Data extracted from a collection
PR #203, opened 2020-07-27
Update package.json and fix formatting issues in HTML and CSS files.

melink14:
Formatting and fixes was done by expanding the scope of prettier formatter to include HTML and CSS. A few additional CSS lint errors were fixed (reported by vscode).

package.json was updated to be more extensible with separate commands for the base programs that are then combined for the final lint and fix commands.

### DIFF
--- a/extension/options.html
+++ b/extension/options.html
@@ -160,7 +160,6 @@
           </div>
           <div id="clipcon" class="tabContent">
             <h1>Copy to Clipboard</h1>
-            <p></p>
             <table cellspacing="5">
               <tr>
                 <td>Line ending:</td>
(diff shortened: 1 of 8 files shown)


extension/options.html
```diff
@@ -1,155 +1,209 @@
...
+              Tuttle Kanji Dictionary
+              <br />
+              <input type="checkbox" id="U" name="U" />
+              Unicode
+              <br />
+            </p>
+          </div>
+          <div id="clipcon" class="tabContent">
+            <h1>Copy to Clipboard</h1>
+            <p></p>
```
melink14, line 163: Tested in chrome and found that removing this doesn't change spacing at all so will delete.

Task description: From the entries, report each line that includes the word "Copy".

Task output:
             <h1>Copy to Clipboard</h1>
+            <h1>Copy to Clipboard</h1>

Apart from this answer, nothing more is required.